▸ Required work: Search the listing below for the string "Validation", then copy every line it appears in.
******
PR #625, opened 2019-05-30
tests: fix the value range when checking exec txn histogram

amyangfei:
In `ExecuteTxn` test, we execute two SQLs with some delay (101ms, 201ms) via sql mock.
the original check range for histogram sample_sum is [0.302, 0.357], these two metrics bound reflect the delay from `txn.Exec(...)` to `histogram.WithLabelValues("exec").Observe(...)`, from  302ms to 357ms.
We can have a more accurate upper bound based on execution time observing from test case. (sometime the execution time may even exceed 357ms)

change the check range to (0.302, observing upper bound)

### Check List 

Tests 

 - Unit test

### DIFF
--- a/pkg/sql/sql_test.go
+++ b/pkg/sql/sql_test.go
@@ -126,20 +126,29 @@ const (
 )
 
 func (s *sqlSuite) TestExecuteTxnSuccess(c *C) {
+	var (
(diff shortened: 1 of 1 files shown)


GregoryIan:
LGTM! Good job

PR #629, opened 2019-06-03
*: empty host should not be considered valid, fix #627

### LINKED ISSUE #627: Validation of `-addr` and `-advertise-addr`
When given `-addr :8250` without specifying `-advertise-addr`, both of these options end up being ":8250".

Validation should be added so that invalid address that can't be connected should fail the check.

suzaku:

Fix #627

1. Reuse `IsValidateListenHost` for checking `advertiseHost`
******
▸ Exercise output:
### LINKED ISSUE #627: Validation of `-addr` and `-advertise-addr`
Validation should be added so that invalid address that can't be connected should fail the check.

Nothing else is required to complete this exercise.